**Collected data:**
_ _ _

PR #5743, opened 2025-06-30
✨ Expand scanning granularity in GCP

afiune:
Fine grained asset scanning \(scanning more cloud resources as assets\) makes it easier to explore, understand, and triage security findings\. When individual resources are discovered as assets then users can view asset overview information, create exceptions, and create tickets for individual findings\.

<p></p>

Let's improve our GCP experience by scanning more cloud resources as assets, so that we provide improved visibility into GCP security:

- Cloud SQL PostgreSQL `gcp.project.sql.instances.where(databaseInstalledVersion == /^POSTGRES_/)`

- Cloud SQL MySQL `gcp.project.sql.instances.where(databaseInstalledVersion == /^MYSQL_/)`

- Cloud SQL SQL Server  `gcp.project.sql.instances.where(databaseInstalledVersion == /^SQL_/)`

- Cloud DNS zone `gcp.project.dnsService.managedzone`

- KMS keyrings `gcp.project.kmsService.keyring`

## Test

Ran a scan and the platform showed up the asset. Now we need to write policies.

Screenshot 2025-06-30 at 2 21 15 PM

### DIFF
--- a/providers/gcp/config/config.go
+++ b/providers/gcp/config/config.go
@@ -51,7 +51,7 @@ Examples with the GCP project configured:
 				resources.DiscoveryStorageBuckets,
 				resources.DiscoveryBigQueryDatasets,
 				resources.DiscoverCloudSQLMySQL,
-				resources.DiscoverCloudSQLPostgres,
+				resources.DiscoverCloudSQLPostgreSQL,
 				resources.DiscoverCloudSQLSQLServer,
 				resources.DiscoverCloudDNSZones,
 				resources.DiscoverCloudKMSKeyrings,
--- a/providers/gcp/connection/platform.go
+++ b/providers/gcp/connection/platform.go
@@ -6,6 +6,7 @@ package connection
 import (
 	"errors"
 	"fmt"
+	"strings"
 
 	"go.mondoo.com/cnquery/v11/providers-sdk/v1/inventory"
 )
@@ -52,7 +53,7 @@ func (c *GcpConnection) PlatformInfo() (*inventory.Platform, error) {
 	if c.opts.platformOverride != "" && c.opts.platformOverride != "gcp" {
 		return &inventory.Platform{
 			Name:    c.opts.platformOverride,
-			Title:   getTitleForPlatformName(c.opts.platformOverride),
+			Title:   GetTitleForPlatformName(c.opts.platformOverride),
 			Family:  []string{"google"},
 			Kind:    "gcp-object",
 			Runtime: "gcp",
@@ -89,7 +90,7 @@ func (c *GcpConnection) PlatformInfo() (*inventory.Platform, error) {
 	return nil, errors.New("unsupported resource type")
 }
 
-func getTitleForPlatformName(name string) string {
+func GetTitleForPlatformName(name string) string {
 	switch name {
 	case "gcp-organization":
 		return "GCP Organization"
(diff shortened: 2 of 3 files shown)


providers/gcp/connection/platform.go
```diff
@@ -111,6 +111,12 @@ func getTitleForPlatformName(name string) string {
 		return "GCP Storage Bucket"
 	case "gcp-bigquery-dataset":
 		return "GCP BigQuery Dataset"
+	case "gcp-sql-instance":
```
tas50: Can we expand this into a platform per SQL type in GCP please

tas50 (changes requested):

providers/gcp/connection/platform.go
afiune: Will do. Do you also want to have different discover flags? e.g. `--discover clou-sql-mysql` ...

afiune: done

providers/gcp/config/config.go
```diff
@@ -50,6 +50,7 @@ Examples with the GCP project configured:
 				resources.DiscoveryGkeClusters,
 				resources.DiscoveryStorageBuckets,
 				resources.DiscoveryBigQueryDatasets,
+				resources.DiscoverCloudSQLs,
```
vjeffrey: i would have expected to see 5 new things here? one for each of the items you listed in the description?

afiune: Yup. Will update this too.

afiune: done

afiune:
Screenshot 2025-06-30 at 2 21 15 PM

providers/gcp/connection/platform.go
```diff
@@ -111,6 +111,16 @@ func getTitleForPlatformName(name string) string {
 		return "GCP Storage Bucket"
 	case "gcp-bigquery-dataset":
 		return "GCP BigQuery Dataset"
+	case "gcp-sql-mysql":
+		return "GCP Cloud SQL MySQL"
```
tas50:
```suggestion
		return "GCP Cloud SQL for MySQL"
```

providers/gcp/connection/platform.go
```diff
@@ -111,6 +111,16 @@ func getTitleForPlatformName(name string) string {
...
+	case "gcp-sql-postgres":
+		return "GCP Cloud SQL Postgres"
```
tas50:
```suggestion
		return "GCP Cloud SQL for PostgreSQL"
```

providers/gcp/connection/platform.go
```diff
@@ -111,6 +111,16 @@ func getTitleForPlatformName(name string) string {
...
+	case "gcp-sql-sqlserver":
+		return "GCP Cloud SQL SQL Server"
```
tas50:
```suggestion
		return "GCP Cloud SQL for SQL Server"
```

providers/gcp/resources/discovery.go
```diff
@@ -35,8 +38,16 @@ const (
 	DiscoveryGkeClusters        = "gke-clusters"
 	DiscoveryStorageBuckets     = "storage-buckets"
 	DiscoveryBigQueryDatasets   = "bigquery-datasets"
+	DiscoverCloudSQLMySQL       = "cloud-sql-mysql"
+	DiscoverCloudSQLPostgres    = "cloud-sql-postgres"
```
tas50: Let's use the full name. They've used that name for at least a decade. 

```suggestion
	DiscoverCloudSQLPostgreSQL    = "cloud-sql-postgresql"
```

afiune: This is not what we get back from Google's API  
* https://github.com/googleapis/google-api-go-client/blob/main/sqladmin/v1beta4/sqladmin-gen.go#L1472
* https://github.com/googleapis/google-api-go-client/blob/main/sqladmin/v1beta4/sqladmin-gen.go#L534-L542

So we will have to do some string replacement.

_ _ _

**Task:**
Gather up, from the records above, each line where the word "assets" appears.

**Output for this task:**
Fine grained asset scanning \(scanning more cloud resources as assets\) makes it easier to explore, understand, and triage security findings\. When individual resources are discovered as assets then users can view asset overview information, create exceptions, and create tickets for individual findings\.
Let's improve our GCP experience by scanning more cloud resources as assets, so that we provide improved visibility into GCP security:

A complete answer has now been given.